PR #578, opened 2018-06-09
Nightly testbed runs

simonduq:
This adds the code for the nightly testbed runs, as well as the associated parsing script. This has been tried out over the past few weeks, with results shown at: http://simonduq.github.io/testbed/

> **Exercise**:
Output every line of the listing word for word.

> **Result of this task**:
PR #578, opened 2018-06-09
Nightly testbed runs

simonduq:
This adds the code for the nightly testbed runs, as well as the associated parsing script. This has been tried out over the past few weeks, with results shown at: http://simonduq.github.io/testbed/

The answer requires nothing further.